Problem to solve |
The records that follow should be retyped word for word.

[Saved data entries]

Issue #61, opened 2017-08-13
Crash issue when no message


superdev89:
The sample app crashes when you sent empty message list.

I debugged into the code and found the issue in MessagesCollectionView.swift.

    var indexPathForLastItem: IndexPath? {

          let lastSection = numberOfSections > 0 ? numberOfSections - 1 : 0
          guard numberOfItems(inSection: lastSection) > 0 else { return nil }
          return IndexPath(item: numberOfItems(inSection: lastSection) - 1, section: lastSection)
    }

if numberOfSections is 0, the lastSection should not exist and return nil, but here retrieving section 0.

SD10:
@superdev89 Thank you for reporting this! 🎉 
You can submit a PR to the `v0.5.0` branch if you'd like to fix this yourself.

MacMeDan:
@superdev89 Let us know if you would like to fix it or we will open it up to anyone. Great job finding it. 💪😎👊 I am going to assign it to you for now.

AndrewLauder:
I fixed this issue locally, should I open a PR?

MacMeDan:
That would be great @AndrewLauder.

PR #73, opened 2017-08-16
Fix for Crash issue when no message #61

AndrewLauder:


SD10:
@AndrewLauder Thank you for this 🎉

PR #75, opened 2017-08-18
Update the Slack Link

MacMeDan:
Update the Slack Link to a link that never expires. And add it to the table of contents.


SD10 (approved):
Thank you @MacMeDan 🎉

PR #79, opened 2017-08-25
Update README with Carthage installation instructions

cwalo:
Carthage simply requires the Xcode scheme to be shared, which was already the case. This PR updates the README with formal installation instructions.


SD10:
Thanks @cwalo 🎉 🍻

Worked solution |
Issue #61, opened 2017-08-13
Crash issue when no message


superdev89:
The sample app crashes when you sent empty message list.

I debugged into the code and found the issue in MessagesCollectionView.swift.

    var indexPathForLastItem: IndexPath? {

          let lastSection = numberOfSections > 0 ? numberOfSections - 1 : 0
          guard numberOfItems(inSection: lastSection) > 0 else { return nil }
          return IndexPath(item: numberOfItems(inSection: lastSection) - 1, section: lastSection)
    }

if numberOfSections is 0, the lastSection should not exist and return nil, but here retrieving section 0.

SD10:
@superdev89 Thank you for reporting this! 🎉 
You can submit a PR to the `v0.5.0` branch if you'd like to fix this yourself.

MacMeDan:
@superdev89 Let us know if you would like to fix it or we will open it up to anyone. Great job finding it. 💪😎👊 I am going to assign it to you for now.

AndrewLauder:
I fixed this issue locally, should I open a PR?

MacMeDan:
That would be great @AndrewLauder.

PR #73, opened 2017-08-16
Fix for Crash issue when no message #61

AndrewLauder:


SD10:
@AndrewLauder Thank you for this 🎉

PR #75, opened 2017-08-18
Update the Slack Link

MacMeDan:
Update the Slack Link to a link that never expires. And add it to the table of contents.


SD10 (approved):
Thank you @MacMeDan 🎉

PR #79, opened 2017-08-25
Update README with Carthage installation instructions

cwalo:
Carthage simply requires the Xcode scheme to be shared, which was already the case. This PR updates the README with formal installation instructions.


SD10:
Thanks @cwalo 🎉 🍻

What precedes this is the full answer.